Ingiurie al giornalista, condannato l'ex "mister" del Treviso, Gennaro Ruotolo

Così ha stabilito otto anni dopo l'avvio della causa la Prima Sezione del Tribunale Civile di Treviso. Vittima degli insulti fu Giampaolo Zorzo, giornalista sportivo de "Il Gazzettino"

Lo stadio Tenni di Treviso

Otto anni dopo l'avvio della causa la Prima Sezione del Tribunale Civile di Treviso ha stabilito che quella ricevuta da Giampaolo Zorzo, giornalista sportivo de "Il Gazzettino" fu una ingiuria. E per questo ha condannato Gennaro Ruotolo, al tempo dei fatti allenatore della prima squadra del Treviso. I fatti sono avvenuti il 29 dicembre del 2012. Zorzo era stato convocato, proprio in quanto cronista sportivo, dal presidente del sodalizio biancoceleste Corvezzo a seguito di alcuni articoli apparsi sulla stampa locale e relativi alla recente crisi societaria e al cambio ai vertici della squadra. «Questo è quello che vali, sei un uomo di....»: era stata l'aggressione verbale da parte di Ruotolo ai danni di Zorzo, nel corso di un incontro in cui, tra gli altri, erano presenti Corvezzo, il vice allenatore Carrara, lo stesso Ruotolo e una decina di tifosi.

Secondo quanto riferito, Ruotolo ha poi inseguito il giornalista che aveva deciso di lasciare il meeting, urlando: «Ti sei offeso solo perché non vali cinque centesimi ma un euro?

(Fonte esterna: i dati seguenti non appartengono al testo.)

PR #778, opened 2023-06-28
internal refactor: slim `sem` module

saem:
## Summary

Clean-up the `sem` module, dropping deadcode, moving single use exported
procedures to the use sites, and making one off procedures inner procs.
This is a small step, of many, to reduce dependencies between modules
and public surface area.

## Details

Changes:
- moved `getIdentLineInfo` into `ast_query`
- `isArrayConstr` was only used in `semexprs`, moved there
- `semExprFlagDispatched` move into `semobjconstr`, only user
- move `symFromTyp` to `semtypes`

Sei un venduto». Zorzo decide quindi di sporgere querela per ingiuria contro l'allenatore del Treviso, successivamente depenalizzato, e quindi di trascinare il "mister" davanti al giudice civile, chiedendo l'accertamento dell'illecito, il risarcimento dei danni e l'applicazione della sanzione pecuniaria.

Nelle sue motivazioni il giudice Giulia Civiero indica nelle deposizioni di Renzo Corvezzo e di Claudio Cavallin (presente al momento dell'alterco) l'elemento decisivo. «Non vi è ragione - scrive il giudice - di dubitare della attendibilità delle deposizioni dei testi, in quanto entrambi certamente indifferenti all'esito del presente giudizio».